Dr. Debra Auguste moves to CUNY

Auguste, newly appointed associate professor of biomedical engineering at City Univeristy of New York, received her S.B. in Chemical Engineering from Massachusetts Institute of Technology in 1999 and her Ph.D. in Chemical Engineering from Princeton University in 2005. She most recently ran the Auguste Lab for Bioresponsive Drug Delivery and Tissue Engineering at Harvard University. Before joining Harvard, she was a postdoctoral Associate at Massachusetts Institute of Technology for 2004-2006.

She is among the 13th annual 50 Most Important African-Americans in Technology.  Innovation & Equity 2013: Keeping America First in Technology: Public Innovation and Supplier Diversity examines the promise of biotechnology and other cutting edge fields to create jobs and new industries.

Her success is all the more notable because of the findings of a study announced today in the Journal of the National Academy of Science by Yale University researchers which showed female researchers receiving lower evaluations, less mentoring opportunities and lower starting salaries.

Another study by the National Institutes of Health last year found similar results for African-Americans in the sciences.

Auguste's focus is to develop novel biomaterials for drug delivery and tissue engineering. We are interested in directing the behavior and differentiation of cells, in most cases human embryonic stem cells, by controlling their three-dimensional cellular microenvironment. The design criteria requires the synthesis of new, biomimetic materials in coordination with regulating the rate of molecule release, immune response, targeting, and degradation. These systems are investigated for potential use in cell-based therapies.

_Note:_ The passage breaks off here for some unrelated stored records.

Issue #2331, opened 2024-03-23
Fast node returns wrong state siliently


wtdcode:
#### System information

Geth version: `geth_linux version 1.3.9-5e74ea65-20240220`
OS & Version: Linux

Command line:

```
             --syncmode full --datadir /work/data --cache 8000 --rpc.allow-unprotected-txs
             --history.transactions 0
             --ws --ws.addr 0.0.0.0 --ws.api net,web3,eth --ws.port 8556 --ws.origins *
             --http --http.addr 0.0.0.0
             --http.api net,web3,eth
             --http.port 8555
             --http.vhosts *
             --db.engine=pebble
             --verbosity 4
             --tries-verify-mode=none
```

#### Expected behaviour

Return `missing trie root` or some other error.

#### Actual behaviour

Return 0

#### Steps to reproduce the behaviour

"Cells receive information from their environment from both mechanical and chemical signaling," she explains.  "Biodegradable materials have been designed for tissue repair and for the controlled release of molecules. These materials may provide a surface for cells to adhere and proliferate or a conduit for encapsulation and release of molecules. We are interested in material-cell interactions that result in changes in cell behavior over periods of time using bioactive environments that activate or inhibit cellular processes. We examine the differentiation of human embryonic stem cells, the precursors of all organ tissues, to learn how they respond to chemical and environmental cues to become dedicated cells."

The bioeconomy emerged as an Administration priority because of its tremendous potential for growth and job creation as well as the many other societal benefits it offers. A more robust bioeconomy can enable Americans to live longer and healthier lives, develop new sources of bioenergy, address key environmental challenges, transform manufacturing processes, and increase the productivity and scope of the agricultural sector while generating new industries and occupational opportunities.

A growing U.S. population requires increased health services and more material resources including food, animal feed, fiber for clothing and housing, and sources of energy and chemicals for manufacturing. Recent advances in the biological sciences are allowing more and more of these needs to be met not with petroleum-based products and other non-renewable resources but with materials that are quite literally home-grown.

Indeed, the convergence of biology with engineering and other sciences—including physics, chemistry, and computer sciences—is proving to have tremendous power to generate new scientific discoveries, new products,  new markets, and new high-skilled jobs.

The benefits can be seen in every sector of the economy, from agriculture to healthcare and from energy production to environmental monitoring and stewardship. Biobased materials are also proving to be excellent and sustainable substitutes for hydrocarbon-based raw materials in a number of industrial and manufacturing processes.